Rather than focus on METs or watts, focus on distance, time and intensity level. Many cardio machines have built-in heart-rate monitors, which can help you track your progress as well. If, say, you can exercise at level 7 on the elliptical trainer for 20 minutes at a certain heart rate and two months later you can work out for the same time at the same level at a lower heart rate, then you know you have become more fit. (You also can judge your progress by what is known as your RPE, or your rate of perceived exertion; that is, you're making progress when a workout feels easier.)


----------



## Kerry Irons (Feb 25, 2002)

*Poor correlation*



mendo said:


> So I'm at the gym on an elliptical or a stationary bike and one of the LEDs tells me I'm putting out, say, 14 mets. What is a "met"? Is there a formula to convert to watts. Why doesn't gym equipment ever have a watt readout?


It appears that METs are a poor way to judge effort. Bicycling magazine uses some table or another of METs and bicycling to calculate the calories burned (directly connected to watts produced) for a given bike ride, and the numbers are laughingly high. Bicycling often quotes numbers around 40 calories per mile at 15 mph, when in fact the wattage/calories is roughly half that. I suspect that METs is just a marketing gimmick from the equipment manufacturer. After all, why report something useful and precise, like watts, when you can baffle your customer into thinking they're getting more exercise than they actually are.

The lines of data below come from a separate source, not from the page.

PR #1232, opened 2018-12-07
LVCMOS 1:8 clock-buffer IDT 5PB1108PGG in TSSOP-16

aewallin:
https://www.idt.com/document/dst/5pb11xx-datasheet

(there are 5 different fan-out variants of this, in two different packages - a candidate for scripting perhaps?)

idt5pb1108pgg

------------


aewallin:
After edits, it looks like this.
GND pins could maybe be combined into one?
Vdd pins should not be, probably want separate decoupling caps on each Vdd
idt5pb1108pgg

aewallin:
stacked and hidden GND pins (only pin4 visible)
idt5pb1108pgg

myfreescalewebpage:

- [ ] Footprint filter should be `TSSOP*4.4x5mm*P0.65mm*`
- [ ] Maybe you can move CLKIN 100mil to the top so CLKIN and 1G have an extra space between them

Cheers,
Joel

aewallin:
changes made as suggested:
idt5pb1108pgg

myfreescalewebpage:
Thanks,

@antoniovazquezblanco this PR can be merged according to me.

Cheers,
Joel

poeschlr:
Might i suggest either to remove the manufacturer name from the symbol name or at least separate it with an underscore from the part number.

The second G denotes Pb free. So either do not include that or wildcard it. If you wildcard it i would also suggest to add a second x for wildcarding the temperature range.

myfreescalewebpage:
@poeschlr and @aewallin agreed with the manufacturer name.

@poeschlr However, I do not found at all "5PB1108PG" only. octoparts don't know it and the page 2 of the datasheet only shows "5PB1108PGG". Where is the information from ?

poeschlr:
Under the list of part numbers (page 20) it tells us that the "G" after the package code (PG) stands for Pb free (=ROHS complaint). 
You will also not find the part number used right now as it is missing either an I or an K for the temperature range and maybe an 8 for tube packaging. Meaning we should use something like `5PB1108PGxx` as the symbol name.

myfreescalewebpage:
@poeschlr agreed with `5PB1108PGxx`. Thanks to point me out this point. I will pay more attention to this kind of details in the future.

poeschlr:
Thanks @aewallin for your contribution and thanks @myfreescalewebpage for the review.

BTW, there is a fitness/training forum on this site, and that is a better place to post this sort of question.


----------



## RowRonin (Jan 1, 2006)

http://en.wikipedia.org/wiki/Metabolic_equivalent
They give a MET as 1 kcal / kg / hr

It basically the rate of work done by your body, normalized by your weight.
For example, if you perform 14 MET's and weigh 160 lbs (72.6 kg), you burn:
14 kcal / kg / hr * 72.6 kg = 1016 kcal / hr
This is the rate of calories burned.

Assuming a 24% efficiency (only 24% goes into the bike, I've seen this used many places, including here: http://www.braydenwm.com/calburn.htm
1016 *0.24 = 254.0117 kcal/hr put into the drive train

Convert kcal/hr to Watts to get an estimate of your power:
254.0117 kcal/hr * 4186.795 J/kcal / 3600 sec /hr = 284.6 (J/s or Watts).


----------



## BigDaddySmooth (May 21, 2004)

*METs and VO2*

1 MET = 3.5 mililiters of oxygen per kilogram of body weight. If an elliptical trainer reads "14 METs", in theory you would be working at a level equal to 49 VO2. If you were maxed out, then your theoretical VO2 max on an ellipitcial trainer would be 49 (Lance Armstrong topped out at 84). The problem is the elltipical trainer is probably very inaccurate. 14 METs is a sizable effort. Most people would be very hard pressed to exceed 15-16 METs. In fact, 16 METs is grossly accurate to running at 10 mph (6:00 minute mile). And as far as I know, a MET equals a MET equals a MET. VO2 differs mainly because the bodyweight measurement.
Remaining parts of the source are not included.